## Task item
Search the material below for the word "first". Copy every line where it is found.

___ Records provided

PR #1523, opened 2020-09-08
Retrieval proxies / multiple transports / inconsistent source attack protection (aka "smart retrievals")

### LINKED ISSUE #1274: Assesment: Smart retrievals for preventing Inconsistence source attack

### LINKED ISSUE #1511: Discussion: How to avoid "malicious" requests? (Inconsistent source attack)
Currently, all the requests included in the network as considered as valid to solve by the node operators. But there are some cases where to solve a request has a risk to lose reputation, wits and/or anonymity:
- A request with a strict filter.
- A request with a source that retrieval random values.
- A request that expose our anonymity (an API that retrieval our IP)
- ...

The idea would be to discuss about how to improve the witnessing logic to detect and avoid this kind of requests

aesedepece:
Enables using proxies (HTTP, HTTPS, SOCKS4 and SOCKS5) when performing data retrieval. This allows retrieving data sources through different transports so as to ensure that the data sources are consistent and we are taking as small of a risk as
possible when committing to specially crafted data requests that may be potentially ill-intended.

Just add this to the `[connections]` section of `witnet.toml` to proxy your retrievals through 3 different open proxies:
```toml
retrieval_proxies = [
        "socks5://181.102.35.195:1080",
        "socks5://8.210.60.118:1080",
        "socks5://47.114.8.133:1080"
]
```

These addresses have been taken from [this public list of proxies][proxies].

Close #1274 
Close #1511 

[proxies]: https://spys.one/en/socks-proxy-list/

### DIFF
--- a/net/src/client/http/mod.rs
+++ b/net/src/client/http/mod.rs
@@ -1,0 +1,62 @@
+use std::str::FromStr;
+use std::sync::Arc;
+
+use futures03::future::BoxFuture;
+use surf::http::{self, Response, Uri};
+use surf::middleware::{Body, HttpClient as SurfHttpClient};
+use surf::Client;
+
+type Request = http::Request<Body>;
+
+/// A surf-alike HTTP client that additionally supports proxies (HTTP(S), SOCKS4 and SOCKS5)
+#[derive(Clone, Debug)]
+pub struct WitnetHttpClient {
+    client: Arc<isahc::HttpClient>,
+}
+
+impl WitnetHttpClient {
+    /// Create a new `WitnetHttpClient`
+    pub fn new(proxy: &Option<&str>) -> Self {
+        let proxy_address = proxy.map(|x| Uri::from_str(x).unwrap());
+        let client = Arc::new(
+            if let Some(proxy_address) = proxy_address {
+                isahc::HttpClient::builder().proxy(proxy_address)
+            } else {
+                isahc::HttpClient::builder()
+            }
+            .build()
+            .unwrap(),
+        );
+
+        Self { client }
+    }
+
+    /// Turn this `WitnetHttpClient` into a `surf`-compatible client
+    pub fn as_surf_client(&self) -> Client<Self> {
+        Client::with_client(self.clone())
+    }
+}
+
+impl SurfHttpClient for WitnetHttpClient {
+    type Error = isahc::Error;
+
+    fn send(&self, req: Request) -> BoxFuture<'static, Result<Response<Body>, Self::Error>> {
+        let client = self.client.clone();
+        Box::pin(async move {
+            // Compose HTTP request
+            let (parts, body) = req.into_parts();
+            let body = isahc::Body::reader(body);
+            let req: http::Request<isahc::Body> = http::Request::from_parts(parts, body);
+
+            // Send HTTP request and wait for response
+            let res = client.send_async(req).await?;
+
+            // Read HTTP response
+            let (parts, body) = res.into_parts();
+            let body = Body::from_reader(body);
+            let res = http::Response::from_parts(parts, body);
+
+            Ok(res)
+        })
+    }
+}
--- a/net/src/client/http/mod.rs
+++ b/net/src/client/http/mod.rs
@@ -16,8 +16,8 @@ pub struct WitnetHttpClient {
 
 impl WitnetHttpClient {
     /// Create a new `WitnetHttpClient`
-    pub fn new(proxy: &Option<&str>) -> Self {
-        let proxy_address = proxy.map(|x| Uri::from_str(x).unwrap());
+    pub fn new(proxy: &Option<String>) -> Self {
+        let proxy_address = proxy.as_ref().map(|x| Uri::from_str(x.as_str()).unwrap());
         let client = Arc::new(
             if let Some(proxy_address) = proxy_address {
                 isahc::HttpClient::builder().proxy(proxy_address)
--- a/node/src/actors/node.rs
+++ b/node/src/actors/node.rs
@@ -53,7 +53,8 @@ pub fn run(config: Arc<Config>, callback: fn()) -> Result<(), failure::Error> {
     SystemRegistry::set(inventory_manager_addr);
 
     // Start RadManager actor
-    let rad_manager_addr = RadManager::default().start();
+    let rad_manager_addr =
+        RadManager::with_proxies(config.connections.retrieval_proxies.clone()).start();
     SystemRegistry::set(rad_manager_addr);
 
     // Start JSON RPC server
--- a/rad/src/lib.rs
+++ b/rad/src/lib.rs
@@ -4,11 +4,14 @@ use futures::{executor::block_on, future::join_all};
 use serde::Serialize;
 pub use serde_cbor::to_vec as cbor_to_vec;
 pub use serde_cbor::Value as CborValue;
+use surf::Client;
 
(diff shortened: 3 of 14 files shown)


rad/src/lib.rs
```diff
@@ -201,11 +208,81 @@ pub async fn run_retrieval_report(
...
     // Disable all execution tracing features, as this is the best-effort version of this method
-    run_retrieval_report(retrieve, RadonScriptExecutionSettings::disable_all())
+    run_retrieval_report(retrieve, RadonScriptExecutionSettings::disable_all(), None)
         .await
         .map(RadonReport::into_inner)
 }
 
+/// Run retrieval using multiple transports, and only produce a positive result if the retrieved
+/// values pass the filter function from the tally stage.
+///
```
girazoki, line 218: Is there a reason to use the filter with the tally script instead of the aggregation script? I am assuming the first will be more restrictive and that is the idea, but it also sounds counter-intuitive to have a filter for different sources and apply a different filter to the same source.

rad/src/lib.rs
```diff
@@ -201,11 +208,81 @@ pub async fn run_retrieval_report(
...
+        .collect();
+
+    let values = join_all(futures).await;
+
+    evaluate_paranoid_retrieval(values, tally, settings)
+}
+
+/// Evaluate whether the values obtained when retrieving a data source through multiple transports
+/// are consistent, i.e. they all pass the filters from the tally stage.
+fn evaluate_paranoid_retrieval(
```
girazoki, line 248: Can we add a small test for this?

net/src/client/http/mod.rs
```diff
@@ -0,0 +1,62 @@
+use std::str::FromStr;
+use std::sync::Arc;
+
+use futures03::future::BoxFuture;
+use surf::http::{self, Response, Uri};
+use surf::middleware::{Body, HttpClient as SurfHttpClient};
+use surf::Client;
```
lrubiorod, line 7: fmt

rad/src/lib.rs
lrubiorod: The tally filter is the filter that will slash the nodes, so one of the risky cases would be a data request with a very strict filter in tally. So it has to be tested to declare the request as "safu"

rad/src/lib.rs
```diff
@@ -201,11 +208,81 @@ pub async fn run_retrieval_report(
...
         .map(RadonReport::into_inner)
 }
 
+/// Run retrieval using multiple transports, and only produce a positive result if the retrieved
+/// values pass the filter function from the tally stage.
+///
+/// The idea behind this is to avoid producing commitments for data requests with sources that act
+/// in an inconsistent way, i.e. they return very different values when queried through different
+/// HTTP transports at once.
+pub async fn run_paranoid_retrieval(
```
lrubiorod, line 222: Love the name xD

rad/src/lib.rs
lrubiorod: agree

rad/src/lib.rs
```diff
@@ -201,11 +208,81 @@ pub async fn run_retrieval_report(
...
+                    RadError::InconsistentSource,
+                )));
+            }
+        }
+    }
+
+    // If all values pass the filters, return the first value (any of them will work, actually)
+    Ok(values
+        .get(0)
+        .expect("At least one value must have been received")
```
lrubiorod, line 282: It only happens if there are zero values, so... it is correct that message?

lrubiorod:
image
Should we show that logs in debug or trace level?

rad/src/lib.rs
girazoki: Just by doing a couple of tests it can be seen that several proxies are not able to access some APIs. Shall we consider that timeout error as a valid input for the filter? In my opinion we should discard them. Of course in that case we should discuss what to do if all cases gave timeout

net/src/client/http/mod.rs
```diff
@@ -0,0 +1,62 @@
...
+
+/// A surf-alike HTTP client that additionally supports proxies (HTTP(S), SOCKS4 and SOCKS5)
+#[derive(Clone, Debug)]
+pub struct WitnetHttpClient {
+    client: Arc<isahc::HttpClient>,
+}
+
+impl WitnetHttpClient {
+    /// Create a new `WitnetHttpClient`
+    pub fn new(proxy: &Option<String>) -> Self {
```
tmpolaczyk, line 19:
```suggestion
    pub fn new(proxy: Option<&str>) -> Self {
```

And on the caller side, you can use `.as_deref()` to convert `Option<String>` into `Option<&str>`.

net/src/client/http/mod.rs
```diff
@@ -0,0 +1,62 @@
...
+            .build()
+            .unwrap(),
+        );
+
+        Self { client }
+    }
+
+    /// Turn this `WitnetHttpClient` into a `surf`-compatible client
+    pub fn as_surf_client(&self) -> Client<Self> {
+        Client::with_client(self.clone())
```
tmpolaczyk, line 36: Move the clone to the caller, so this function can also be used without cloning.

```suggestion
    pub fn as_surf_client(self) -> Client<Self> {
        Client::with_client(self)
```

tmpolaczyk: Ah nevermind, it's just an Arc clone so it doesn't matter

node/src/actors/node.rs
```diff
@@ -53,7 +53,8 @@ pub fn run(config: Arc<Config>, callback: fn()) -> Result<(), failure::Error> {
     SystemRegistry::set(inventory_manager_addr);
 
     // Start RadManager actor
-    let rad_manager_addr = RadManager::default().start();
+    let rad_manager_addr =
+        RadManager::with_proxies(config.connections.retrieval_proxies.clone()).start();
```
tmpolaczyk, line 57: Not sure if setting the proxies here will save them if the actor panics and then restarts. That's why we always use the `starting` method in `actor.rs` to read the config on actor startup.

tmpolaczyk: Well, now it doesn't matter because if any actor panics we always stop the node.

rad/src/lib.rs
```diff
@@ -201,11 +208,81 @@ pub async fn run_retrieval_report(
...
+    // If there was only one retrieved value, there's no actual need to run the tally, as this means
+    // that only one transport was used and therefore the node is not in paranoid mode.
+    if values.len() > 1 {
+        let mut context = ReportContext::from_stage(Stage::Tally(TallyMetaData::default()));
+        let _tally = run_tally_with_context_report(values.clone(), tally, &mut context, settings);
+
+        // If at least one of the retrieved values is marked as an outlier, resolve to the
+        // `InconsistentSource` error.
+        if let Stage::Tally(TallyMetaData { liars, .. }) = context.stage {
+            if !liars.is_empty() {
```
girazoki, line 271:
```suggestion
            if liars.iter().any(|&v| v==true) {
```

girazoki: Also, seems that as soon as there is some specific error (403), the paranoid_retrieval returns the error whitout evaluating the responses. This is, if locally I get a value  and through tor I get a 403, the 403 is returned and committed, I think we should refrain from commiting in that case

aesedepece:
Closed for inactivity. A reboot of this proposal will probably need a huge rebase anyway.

______

## Output for this task
girazoki, line 218: Is there a reason to use the filter with the tally script instead of the aggregation script? I am assuming the first will be more restrictive and that is the idea, but it also sounds counter-intuitive to have a filter for different sources and apply a different filter to the same source.
+    // If all values pass the filters, return the first value (any of them will work, actually)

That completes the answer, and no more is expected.